WHAT YOU ARE ASKED TO DO: Only the lines that hold "addresses" should be in the answer, each copied from the data below.

EXTRACTED INFORMATION:
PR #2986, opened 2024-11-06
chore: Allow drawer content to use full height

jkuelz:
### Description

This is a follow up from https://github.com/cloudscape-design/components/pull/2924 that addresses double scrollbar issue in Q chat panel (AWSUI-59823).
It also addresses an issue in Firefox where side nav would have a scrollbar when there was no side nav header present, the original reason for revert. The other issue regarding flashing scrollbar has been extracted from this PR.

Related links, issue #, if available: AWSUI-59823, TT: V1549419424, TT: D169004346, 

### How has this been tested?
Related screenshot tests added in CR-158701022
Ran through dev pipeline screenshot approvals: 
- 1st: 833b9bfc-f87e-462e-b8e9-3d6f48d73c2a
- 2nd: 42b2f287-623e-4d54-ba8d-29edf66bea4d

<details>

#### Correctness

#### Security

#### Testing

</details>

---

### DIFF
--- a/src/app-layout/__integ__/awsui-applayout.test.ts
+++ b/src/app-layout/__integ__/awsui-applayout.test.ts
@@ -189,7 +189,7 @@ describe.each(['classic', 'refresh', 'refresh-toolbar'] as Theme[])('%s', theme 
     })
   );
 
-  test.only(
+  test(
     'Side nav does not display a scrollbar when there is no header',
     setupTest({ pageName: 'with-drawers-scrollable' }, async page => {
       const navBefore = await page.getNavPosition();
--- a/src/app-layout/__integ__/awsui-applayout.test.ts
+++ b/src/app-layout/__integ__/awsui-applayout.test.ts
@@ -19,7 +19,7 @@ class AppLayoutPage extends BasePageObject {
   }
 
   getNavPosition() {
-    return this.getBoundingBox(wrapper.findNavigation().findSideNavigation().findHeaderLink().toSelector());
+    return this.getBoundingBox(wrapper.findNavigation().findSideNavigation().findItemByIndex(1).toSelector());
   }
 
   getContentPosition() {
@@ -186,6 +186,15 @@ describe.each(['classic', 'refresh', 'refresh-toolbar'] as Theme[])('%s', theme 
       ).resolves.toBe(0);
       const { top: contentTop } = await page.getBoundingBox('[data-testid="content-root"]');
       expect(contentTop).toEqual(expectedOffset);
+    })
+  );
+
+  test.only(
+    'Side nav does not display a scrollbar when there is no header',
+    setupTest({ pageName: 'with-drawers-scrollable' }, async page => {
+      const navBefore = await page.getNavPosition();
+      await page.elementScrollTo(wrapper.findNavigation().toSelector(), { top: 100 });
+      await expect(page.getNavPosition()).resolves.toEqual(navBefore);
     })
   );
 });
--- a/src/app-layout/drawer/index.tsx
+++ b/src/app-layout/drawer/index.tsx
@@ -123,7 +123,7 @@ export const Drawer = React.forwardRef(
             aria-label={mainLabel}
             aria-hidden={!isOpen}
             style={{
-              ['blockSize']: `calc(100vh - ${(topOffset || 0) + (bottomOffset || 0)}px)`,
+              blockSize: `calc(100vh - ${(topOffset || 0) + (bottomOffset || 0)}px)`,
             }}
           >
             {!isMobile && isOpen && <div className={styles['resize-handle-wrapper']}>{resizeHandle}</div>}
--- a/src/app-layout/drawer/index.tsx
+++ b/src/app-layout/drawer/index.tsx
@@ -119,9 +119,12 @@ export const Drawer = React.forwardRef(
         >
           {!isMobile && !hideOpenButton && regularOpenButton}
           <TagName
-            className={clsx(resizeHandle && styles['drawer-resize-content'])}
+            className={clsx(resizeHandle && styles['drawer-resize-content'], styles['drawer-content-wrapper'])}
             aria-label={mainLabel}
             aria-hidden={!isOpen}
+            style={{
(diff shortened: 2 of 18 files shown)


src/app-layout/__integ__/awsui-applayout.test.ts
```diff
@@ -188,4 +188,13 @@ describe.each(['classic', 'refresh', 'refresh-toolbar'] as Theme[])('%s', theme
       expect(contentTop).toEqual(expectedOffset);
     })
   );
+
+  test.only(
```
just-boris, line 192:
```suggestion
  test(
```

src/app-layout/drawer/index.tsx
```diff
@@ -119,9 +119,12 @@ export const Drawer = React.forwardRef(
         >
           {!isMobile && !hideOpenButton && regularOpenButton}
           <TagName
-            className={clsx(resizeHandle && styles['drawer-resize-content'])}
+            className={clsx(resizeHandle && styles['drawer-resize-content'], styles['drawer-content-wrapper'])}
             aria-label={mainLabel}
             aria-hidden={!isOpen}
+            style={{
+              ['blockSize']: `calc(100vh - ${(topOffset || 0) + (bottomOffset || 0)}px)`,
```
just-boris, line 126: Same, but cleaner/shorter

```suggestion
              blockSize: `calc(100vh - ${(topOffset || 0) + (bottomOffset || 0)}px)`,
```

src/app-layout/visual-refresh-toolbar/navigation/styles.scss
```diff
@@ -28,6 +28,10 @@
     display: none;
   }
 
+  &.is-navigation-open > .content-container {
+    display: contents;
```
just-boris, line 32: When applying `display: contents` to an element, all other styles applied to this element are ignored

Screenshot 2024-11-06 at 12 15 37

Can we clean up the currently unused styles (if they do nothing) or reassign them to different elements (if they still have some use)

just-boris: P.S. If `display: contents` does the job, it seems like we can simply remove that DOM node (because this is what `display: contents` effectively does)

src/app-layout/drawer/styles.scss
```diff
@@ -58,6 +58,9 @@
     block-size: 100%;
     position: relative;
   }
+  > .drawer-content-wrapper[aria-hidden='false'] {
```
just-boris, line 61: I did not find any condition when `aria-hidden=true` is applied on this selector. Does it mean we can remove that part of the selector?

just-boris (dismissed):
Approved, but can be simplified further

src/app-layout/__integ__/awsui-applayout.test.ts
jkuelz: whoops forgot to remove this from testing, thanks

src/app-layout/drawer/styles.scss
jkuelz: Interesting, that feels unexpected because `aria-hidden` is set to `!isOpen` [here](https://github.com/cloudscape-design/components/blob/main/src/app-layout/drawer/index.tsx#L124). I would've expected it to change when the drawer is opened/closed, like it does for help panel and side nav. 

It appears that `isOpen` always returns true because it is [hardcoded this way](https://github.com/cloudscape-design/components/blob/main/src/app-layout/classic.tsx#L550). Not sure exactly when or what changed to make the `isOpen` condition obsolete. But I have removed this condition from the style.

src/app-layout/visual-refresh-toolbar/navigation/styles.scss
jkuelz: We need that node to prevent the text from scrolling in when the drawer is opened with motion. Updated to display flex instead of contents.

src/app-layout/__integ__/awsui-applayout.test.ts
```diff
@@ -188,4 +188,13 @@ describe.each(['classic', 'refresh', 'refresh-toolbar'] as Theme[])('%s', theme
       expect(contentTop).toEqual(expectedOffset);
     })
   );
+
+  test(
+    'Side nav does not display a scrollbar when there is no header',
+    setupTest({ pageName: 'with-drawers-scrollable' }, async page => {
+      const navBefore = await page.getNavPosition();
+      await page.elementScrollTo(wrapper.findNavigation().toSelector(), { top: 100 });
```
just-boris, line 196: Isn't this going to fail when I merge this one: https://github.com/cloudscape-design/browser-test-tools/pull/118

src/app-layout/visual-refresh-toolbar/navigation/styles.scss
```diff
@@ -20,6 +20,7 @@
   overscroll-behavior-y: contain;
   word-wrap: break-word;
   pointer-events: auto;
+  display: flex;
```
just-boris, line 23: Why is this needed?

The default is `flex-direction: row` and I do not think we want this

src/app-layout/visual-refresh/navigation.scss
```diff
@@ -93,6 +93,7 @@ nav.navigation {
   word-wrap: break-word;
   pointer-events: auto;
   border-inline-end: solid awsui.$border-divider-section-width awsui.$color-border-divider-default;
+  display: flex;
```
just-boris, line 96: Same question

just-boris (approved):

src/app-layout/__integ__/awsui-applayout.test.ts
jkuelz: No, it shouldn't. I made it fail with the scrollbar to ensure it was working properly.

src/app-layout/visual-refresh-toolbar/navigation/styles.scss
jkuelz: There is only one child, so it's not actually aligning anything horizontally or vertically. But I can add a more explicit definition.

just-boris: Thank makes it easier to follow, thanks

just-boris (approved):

YOUR SOLUTION:
This is a follow up from https://github.com/cloudscape-design/components/pull/2924 that addresses double scrollbar issue in Q chat panel (AWSUI-59823).
It also addresses an issue in Firefox where side nav would have a scrollbar when there was no side nav header present, the original reason for revert. The other issue regarding flashing scrollbar has been extracted from this PR.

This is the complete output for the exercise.